**Aim of the task**.
From the records that follow, copy every line in which "provides" appears.
────────────────────
PR #5765, opened 2025-06-23
Base64.decode

### LINKED ISSUE #4287: Feature request: `Base64.decode`
The current `Base64` library offers support only for base64 encoding:

https://github.com/OpenZeppelin/openzeppelin-contracts/blob/5420879d9b834a0579423d668fb60c5fc13b60cc/contracts/utils/Base64.sol

However, with the advent of Foundry, there's also the need for decoding base64-encoded strings in test files.

At the moment, OpenZeppelin users are forced to go look for a solution elsewhere, e.g. in [Solady](https://github.com/Vectorized/solady/blob/8d868a936ec1a45be294e26de1a64ebfb73c6c20/src/utils/Base64.sol), which provides both encoding and decoding.

It would thus be helpful to provide a `decode` function on top of `encode`.

Amxx:
Fixes #4287

Note: this uses a different decoding table than solady. It might not be as efficient, but its a method I 100% understand and can explain. The solady method feels like magic to me ... but maybe its magic we want.

Note that changing the decoding method can always be done at a later stage. It should be backward compatible anyway

#### PR Checklist

- [x] Tests
- [x] Documentation

## Summary by CodeRabbit

- New Features
  - Added Base64.decode to convert Base64/Base64URL strings back to bytes, supporting both padded and unpadded inputs.
  - Decoding now provides clear feedback with a custom error for invalid characters.

- Documentation
  - Documented the new decoding capability and updated the package changeset.

- Tests
  - Added round-trip tests ensuring encode/decode consistency for standard and URL-safe variants.
  - Introduced tests validating reverts on invalid Base64 characters.
  - Updated test suite naming and expectations for clarity.

### DIFF
--- a/test/utils/Base64.test.js
+++ b/test/utils/Base64.test.js
@@ -54,14 +54,14 @@ describe('Base64', function () {
     const getHexCode = str => ethers.hexlify(ethers.toUtf8Bytes(str));
     const helper = { interface: ethers.Interface.from(['error InvalidBase64Digit(bytes1)']) };
 
-    // ord('$') < 43
-    await expect(this.mock.$decode('dGVzd$=='))
+    // ord('*') < 43
+    await expect(this.mock.$decode('dGVzd*=='))
       .to.be.revertedWithCustomError(helper, 'InvalidBase64Digit')
-      .withArgs(getHexCode('$'));
-    // ord('~') > 122
-    await expect(this.mock.$decode('dGVzd~=='))
+      .withArgs(getHexCode('*'));
+    // ord('{') > 122
+    await expect(this.mock.$decode('dGVzd{=='))
       .to.be.revertedWithCustomError(helper, 'InvalidBase64Digit')
-      .withArgs(getHexCode('~'));
+      .withArgs(getHexCode('{'));
     // ord('@') in range, but '@' not in the dictionary
     await expect(this.mock.$decode('dGVzd@=='))
       .to.be.revertedWithCustomError(helper, 'InvalidBase64Digit')


contracts/utils/Base64.sol
```diff
@@ -54,9 +73,9 @@ library Base64 {
         // This is equivalent to: Math.ceil((4 * data.length) / 3)
         uint256 resultLength = withPadding ? 4 * ((data.length + 2) / 3) : (4 * data.length + 2) / 3;
 
-        string memory result = new string(resultLength);
-
         assembly ("memory-safe") {
+            result := mload(0x40)
```
Amxx, line 73: this avoids a loop that initializes `result` with zeros.

contracts/utils/Base64.sol
```diff
@@ -3,42 +3,57 @@
...
     function encodeURL(bytes memory data) internal pure returns (string memory) {
-        return _encode(data, _TABLE_URL, false);
+        return string(_encode(data, true));
     }
 
     /**
-     * @dev Internal table-agnostic conversion
+     * @dev Converts a Base64 `string` to the `bytes` it represents.
+     *
+     * * Supports padded an unpadded inputs.
```
arr00:
```suggestion
     * * Supports padded and unpadded inputs.
```

arr00 (dismissed):

Amxx:
For the record, this is how the lookup table are computed: https://gist.github.com/Amxx/ae43dc9dc24427f364c9d5789ad65896

test/utils/Base64.test.js
```diff
@@ -43,11 +44,30 @@ describe('Strings', function () {
...
+    const helper = { interface: ethers.Interface.from(['error InvalidBase64Digit(bytes1)']) };
+
+    // ord('$') < 43
+    await expect(this.mock.$decode('dGVzd$=='))
+      .to.be.revertedWithCustomError(helper, 'InvalidBase64Digit')
+      .withArgs(getHexCode('$'));
+    // ord('~') > 122
+    await expect(this.mock.$decode('dGVzd~=='))
+      .to.be.revertedWithCustomError(helper, 'InvalidBase64Digit')
+      .withArgs(getHexCode('~'));
```
james-toussaint: Very minor, maybe that to check range edges:
```suggestion
    // ord('*') < 43
    await expect(this.mock.$decode('dGVzd*=='))
      .to.be.revertedWithCustomError(helper, 'InvalidBase64Digit')
      .withArgs(getHexCode('*'));
    // ord('{') > 122
    await expect(this.mock.$decode('dGVzd{=='))
      .to.be.revertedWithCustomError(helper, 'InvalidBase64Digit')
      .withArgs(getHexCode('{'));
```

contracts/utils/Base64.sol
```diff
@@ -3,42 +3,57 @@
...
      */
-    function _encode(bytes memory data, string memory table, bool withPadding) private pure returns (string memory) {
+    function decode(string memory data) internal pure returns (bytes memory) {
+        return _decode(bytes(data));
+    }
+
+    /**
+     * @dev Internal table-agnostic encoding
+     *
+     * If padding is enabled, uses the Base64 table, otherwise use the Base64Url table.
```
james-toussaint:
```suggestion
     * Padding is enabled when using the Base64 table, and disabled when using the Base64Url table.
```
────────────────────
**Output of the exercise**.
At the moment, OpenZeppelin users are forced to go look for a solution elsewhere, e.g. in [Solady](https://github.com/Vectorized/solady/blob/8d868a936ec1a45be294e26de1a64ebfb73c6c20/src/utils/Base64.sol), which provides both encoding and decoding.
  - Decoding now provides clear feedback with a custom error for invalid characters.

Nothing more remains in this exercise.